Massive Equity Funding Rights (EFR)
The latest EFR of $886 million would have rankled existing unitholders given that it came right after the $113 million private placement to fund the acquisition of the Sydney Mall. Obviously, these equity fundings would put pressure on the unit price. And no unitholders like falling unit prices.
However, it is important to put things into perspective. Keppel REIT share price has run up so much in 2025 to the extent that a correction is only healthy. Furthermore, the latest EFR is priced at a discount of 6.8% to its last trading price. In my opinion, the pricing is reasonable.

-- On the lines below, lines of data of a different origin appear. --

PR #3632, opened 2021-04-05
Fix Windows CI `cargo test` silently passing

trevyn:
I don't really know why, but the changes I made in the CI scripts for #3596 were causing the Windows CI tests to silently pass without doing anything. Changing the way the env variables are set seems to fix this, the full tests now run. `grin-wallet` counterpart in a moment.

```
Starting: Windows Cargo Test
==============================================================================
Task         : Command line
Description  : Run a command line script using Bash on Linux and macOS and cmd.exe on Windows
Version      : 2.182.0
Author       : Microsoft Corporation
Help         : https://docs.microsoft.com/azure/devops/pipelines/tasks/utility/command-line
==============================================================================
Generating script.
========================== Starting Command Output ===========================
"C:\Windows\system32\cmd.exe" /D /E:ON /V:OFF /S /C "CALL "D:\a\_temp\a4073cdf-5e02-40b8-8632-2b6fd7d6a3c8.cmd""
Refreshing environment variables from registry for cmd.exe. Please wait...Finished..
Finishing: Windows Cargo Test
```

### DIFF
--- a/.ci/windows-release.yml
+++ b/.ci/windows-release.yml
@@ -1,19 +1,16 @@
 steps:
-  - script: |
-      refreshenv
-      LIBCLANG_PATH=C:\Program Files\LLVM\lib
-      LLVM_CONFIG_PATH=C:\Program Files\LLVM\bin\llvm-config
-      ROARING_ARCH=x86-64-v2
-      cargo test --all
+  - script: 'refreshenv && cargo test --all'
+    env:
+      LIBCLANG_PATH: C:\Program Files\LLVM\lib
+      LLVM_CONFIG_PATH: C:\Program Files\LLVM\bin\llvm-config
+      ROARING_ARCH: x86-64-v2
     displayName: Cargo Test All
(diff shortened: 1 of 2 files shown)


antiochp:
Good catch.
I think something similar has actually bitten us in the past. I think it involves the first command returning 0 and treated as success or something similar.

.ci/windows-release.yml
```diff
@@ -1,19 +1,16 @@
...
-      cargo test --all
+  - script: 'refreshenv && cargo test --all'
+    env:
+      LIBCLANG_PATH: C:\Program Files\LLVM\lib
+      LLVM_CONFIG_PATH: C:\Program Files\LLVM\bin\llvm-config
+      ROARING_ARCH: x86-64-v2
     displayName: Cargo Test All
     condition:  and(succeeded(), contains(variables['Build.SourceBranch'], 'refs/tags/'), eq(variables['CI_JOB'], 'release' ))
-  - script: |
-      cargo clean
```
antiochp, line 11: Do we need `cargo clean` here?

trevyn: Fixed, thanks!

The situation is entirely different for MLT in which the unit price has fallen from a peak of $1.90 to the current $1.30. A massive EFR would pile misery to unitholders. At least for Keppel REIT, they are issuing the EFR from a position of strength – rising unit prices and improving market fundamentals.

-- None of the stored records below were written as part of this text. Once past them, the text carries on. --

PR #3637, opened 2021-05-01
make the job_id of every task in stratum server unique to reduce iPollo G1 rejected shares.

xiaojay:
Problem to fix

https://forum.grin.mw/t/ipollo-g1-rejected-shares/8432

I work with iPollo G1 miner's developer and found that the reason of ipollo miner rejected shares is 
grin stratum server sometimes send job with same job_id but is not same pre_work, which make miner failed to work on the new job then submit the wrong share, which to be rejected.

In this pr, we use (current_state.current_block_versions.len() as u64) * bh.height as unique job_id. 

we have tested it in goblinpool.com, and reduce iPollo G1 rejected shares from ~5% -> ~0.2%

### DIFF
--- a/servers/src/mining/stratumserver.rs
+++ b/servers/src/mining/stratumserver.rs
@@ -343,9 +343,10 @@ impl Handler {
 		}
 		let pre_pow = header_buf.to_hex();
 		let current_state = self.current_state.read();
+		let job_id = (current_state.current_block_versions.len() as u64) * bh.height;
 		let job_template = JobTemplate {
 			height: bh.height,
-			job_id: (current_state.current_block_versions.len() - 1) as u64,
+			job_id: job_id,
 			difficulty: current_state.minimum_share_difficulty,
 			pre_pow,
 		};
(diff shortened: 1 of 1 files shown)


tromp:
I'm no longer in physical posession of the G1-mini miner. But I recall that the testing I did showed that the rejected shares were not due to job id confusion.

I don't see how your patch makes a difference.

You're changing the outgoing job template from (height, job_id) to (height, (job_id+1)*height),
and then then undoing this transformation when it comes back from the miner.

Presuming that the miner preserves templates, this results in exactly the same state.current_block_versions lookups.

What am I missing?

bladedoyle:
Can you please detail the steps leading up to the bad share?

The stratum server sends out a job height x job_id 0
The G1 starts mining that job
The stratum server send out a new job height y job_id 0
The G1 continues to mine the original job because it looks only at job_id not height and the job_id didnt change so it ignores the new job
The G1 finds a solution and submits it 

But this wont result in an invalid share, it would result in a stale share.....unless the G1 uses the new block height when submitting?  That would be bad.

So the G1 must accept the new job data, continue to mine the old job, and then put the old jobs solution into the new job template and submit that?

phyro:
@xiaojay could you check the comments above when you find some free time? 🙏

xiaojay:
I close this pr and the new g1 miner software fix this on their side.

I am also of the belief that the Manager have timed the acquisitions as the Fed is cutting interest rates. In fact, Singapore’s SORA has plummeted to a 3-year low. It makes sense to make acquisitions in low-interest rate environment. If the S-Reit does not make DPU-accretive acquisitions now, it would have incurred high interest costs when it acquired assets during high interest times.
Conclusion
Keppel REIT has evolved from a pure-play office Reit player when it acquired the Sydney Mall. I like this S-Reit for being one of the top three premium office players in Singapore. It’s portfolio concentration in Singapore also means that it is relatively less affected by currency fluctuations as compared to MLT.
Although the outlook may be uncertain due to the US trade tariffs, the risk is mitigated by the tight pipeline of Grade A office spaces in Downtown Core. Additionally, the $20 million anniversary dividend should provide support to the DPU.
Prior to the EFR, I had wanted to enter this counter at $1.00. In light of the EFR, I am monitoring the unit price and may take up a small position at $0.80 to $0.85. Till then, enjoy the ride.